-- Data for the task follows --

PR #127, opened 2018-05-17
Fix XML unmarshalling

jhendrixMSFT:
Avoid type name collisions for XML wrapper types.
Remove UTF8 BOM from byte slice before unmarshalling.
Remove unnecessary ResponseError interface.

### DIFF
--- a/src/Model/CompositeTypeGo.cs
+++ b/src/Model/CompositeTypeGo.cs
@@ -75,15 +75,21 @@ namespace AutoRest.Go.Model
                 throw new ArgumentException("{0} is not a valid type for SyntheticType", wrappedType.ToString());
             }
 
-            // gosdk: Ensure the generated name does not collide with existing type names
+            CodeModel = responseToWrap.CodeModel;
             BaseType = wrappedType;
 
             if (wrappedType.XmlIsWrapped)
             {
-                Name = wrappedType.XmlName;
+                // ensure that the name won't collide with an existing type.
+                // if it does then we'll give it the standard response name.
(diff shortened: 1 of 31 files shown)


src/Model/CompositeTypeGo.cs
```diff
@@ -75,15 +75,21 @@ public CompositeTypeGo(MethodGo responseToWrap)
...
+                if (!CodeModel.ModelTypes.Where(mt => (mt.Name == wrappedType.XmlName)).Any())
+                {
+                    Name = wrappedType.XmlName;
+                }
                 XmlProperties = wrappedType.XmlProperties;
             }
-            else
+            
+            if (Name == null)
             {
```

-- Data for the task concluded --

## Exercise brief
Wherever "wrappedType" occurs in the entries above, copy the line it sits on.

## Answer box
                 throw new ArgumentException("{0} is not a valid type for SyntheticType", wrappedType.ToString());
             BaseType = wrappedType;
             if (wrappedType.XmlIsWrapped)
-                Name = wrappedType.XmlName;
+                if (!CodeModel.ModelTypes.Where(mt => (mt.Name == wrappedType.XmlName)).Any())
+                    Name = wrappedType.XmlName;
                 XmlProperties = wrappedType.XmlProperties;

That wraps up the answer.